### EXERCISE
Nothing but the data itself, reproduced exactly, is the expected answer.

(Stored items)
○ ○ ○ ○ ○

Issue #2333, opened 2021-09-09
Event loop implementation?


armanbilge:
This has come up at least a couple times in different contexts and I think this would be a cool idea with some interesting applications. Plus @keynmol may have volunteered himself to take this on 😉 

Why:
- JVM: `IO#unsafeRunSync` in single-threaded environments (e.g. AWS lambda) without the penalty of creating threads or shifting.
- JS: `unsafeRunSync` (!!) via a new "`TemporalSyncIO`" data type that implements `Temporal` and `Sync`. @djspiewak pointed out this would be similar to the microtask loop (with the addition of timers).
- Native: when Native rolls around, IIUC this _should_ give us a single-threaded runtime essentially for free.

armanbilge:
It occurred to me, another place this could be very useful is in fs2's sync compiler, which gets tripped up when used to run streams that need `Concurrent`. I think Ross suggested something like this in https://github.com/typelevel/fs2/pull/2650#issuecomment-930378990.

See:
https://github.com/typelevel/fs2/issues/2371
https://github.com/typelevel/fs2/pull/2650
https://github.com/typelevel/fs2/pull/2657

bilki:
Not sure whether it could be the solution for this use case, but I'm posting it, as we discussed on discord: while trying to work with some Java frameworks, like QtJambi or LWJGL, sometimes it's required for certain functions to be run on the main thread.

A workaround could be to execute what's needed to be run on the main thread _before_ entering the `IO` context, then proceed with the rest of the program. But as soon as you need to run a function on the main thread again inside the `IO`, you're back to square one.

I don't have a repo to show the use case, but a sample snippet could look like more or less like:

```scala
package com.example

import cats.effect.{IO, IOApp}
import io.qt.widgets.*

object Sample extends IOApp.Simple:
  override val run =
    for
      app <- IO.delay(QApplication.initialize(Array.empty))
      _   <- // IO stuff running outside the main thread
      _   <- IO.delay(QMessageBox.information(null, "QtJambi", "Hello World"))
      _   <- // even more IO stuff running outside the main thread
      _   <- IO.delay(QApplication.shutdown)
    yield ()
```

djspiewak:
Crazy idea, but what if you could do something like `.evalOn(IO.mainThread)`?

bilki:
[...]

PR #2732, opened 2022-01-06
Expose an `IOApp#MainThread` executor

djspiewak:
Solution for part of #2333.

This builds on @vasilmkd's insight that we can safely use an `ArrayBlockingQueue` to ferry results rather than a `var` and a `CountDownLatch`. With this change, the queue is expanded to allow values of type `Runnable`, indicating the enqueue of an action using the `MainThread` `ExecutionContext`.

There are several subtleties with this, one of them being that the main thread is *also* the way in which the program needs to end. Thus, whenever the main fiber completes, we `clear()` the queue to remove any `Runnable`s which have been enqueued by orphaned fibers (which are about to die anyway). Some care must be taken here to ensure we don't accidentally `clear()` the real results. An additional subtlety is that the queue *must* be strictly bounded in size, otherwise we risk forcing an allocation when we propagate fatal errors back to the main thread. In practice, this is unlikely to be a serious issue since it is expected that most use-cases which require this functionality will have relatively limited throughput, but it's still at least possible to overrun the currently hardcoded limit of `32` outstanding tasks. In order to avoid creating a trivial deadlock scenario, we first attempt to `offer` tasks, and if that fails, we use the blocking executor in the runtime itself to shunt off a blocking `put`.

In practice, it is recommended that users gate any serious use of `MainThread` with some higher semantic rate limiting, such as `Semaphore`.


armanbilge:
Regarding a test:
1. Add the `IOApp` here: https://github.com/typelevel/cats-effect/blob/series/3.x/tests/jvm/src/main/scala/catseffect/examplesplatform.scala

○ ○ ○ ○ ○

### REPLY
Issue #2333, opened 2021-09-09
Event loop implementation?


armanbilge:
This has come up at least a couple times in different contexts and I think this would be a cool idea with some interesting applications. Plus @keynmol may have volunteered himself to take this on 😉 

Why:
- JVM: `IO#unsafeRunSync` in single-threaded environments (e.g. AWS lambda) without the penalty of creating threads or shifting.
- JS: `unsafeRunSync` (!!) via a new "`TemporalSyncIO`" data type that implements `Temporal` and `Sync`. @djspiewak pointed out this would be similar to the microtask loop (with the addition of timers).
- Native: when Native rolls around, IIUC this _should_ give us a single-threaded runtime essentially for free.

armanbilge:
It occurred to me, another place this could be very useful is in fs2's sync compiler, which gets tripped up when used to run streams that need `Concurrent`. I think Ross suggested something like this in https://github.com/typelevel/fs2/pull/2650#issuecomment-930378990.

See:
https://github.com/typelevel/fs2/issues/2371
https://github.com/typelevel/fs2/pull/2650
https://github.com/typelevel/fs2/pull/2657

bilki:
Not sure whether it could be the solution for this use case, but I'm posting it, as we discussed on discord: while trying to work with some Java frameworks, like QtJambi or LWJGL, sometimes it's required for certain functions to be run on the main thread.

A workaround could be to execute what's needed to be run on the main thread _before_ entering the `IO` context, then proceed with the rest of the program. But as soon as you need to run a function on the main thread again inside the `IO`, you're back to square one.

I don't have a repo to show the use case, but a sample snippet could look like more or less like:

```scala
package com.example

import cats.effect.{IO, IOApp}
import io.qt.widgets.*

object Sample extends IOApp.Simple:
  override val run =
    for
      app <- IO.delay(QApplication.initialize(Array.empty))
      _   <- // IO stuff running outside the main thread
      _   <- IO.delay(QMessageBox.information(null, "QtJambi", "Hello World"))
      _   <- // even more IO stuff running outside the main thread
      _   <- IO.delay(QApplication.shutdown)
    yield ()
```

djspiewak:
Crazy idea, but what if you could do something like `.evalOn(IO.mainThread)`?

bilki:
[...]

PR #2732, opened 2022-01-06
Expose an `IOApp#MainThread` executor

djspiewak:
Solution for part of #2333.

This builds on @vasilmkd's insight that we can safely use an `ArrayBlockingQueue` to ferry results rather than a `var` and a `CountDownLatch`. With this change, the queue is expanded to allow values of type `Runnable`, indicating the enqueue of an action using the `MainThread` `ExecutionContext`.

There are several subtleties with this, one of them being that the main thread is *also* the way in which the program needs to end. Thus, whenever the main fiber completes, we `clear()` the queue to remove any `Runnable`s which have been enqueued by orphaned fibers (which are about to die anyway). Some care must be taken here to ensure we don't accidentally `clear()` the real results. An additional subtlety is that the queue *must* be strictly bounded in size, otherwise we risk forcing an allocation when we propagate fatal errors back to the main thread. In practice, this is unlikely to be a serious issue since it is expected that most use-cases which require this functionality will have relatively limited throughput, but it's still at least possible to overrun the currently hardcoded limit of `32` outstanding tasks. In order to avoid creating a trivial deadlock scenario, we first attempt to `offer` tasks, and if that fails, we use the blocking executor in the runtime itself to shunt off a blocking `put`.

In practice, it is recommended that users gate any serious use of `MainThread` with some higher semantic rate limiting, such as `Semaphore`.


armanbilge:
Regarding a test:
1. Add the `IOApp` here: https://github.com/typelevel/cats-effect/blob/series/3.x/tests/jvm/src/main/scala/catseffect/examplesplatform.scala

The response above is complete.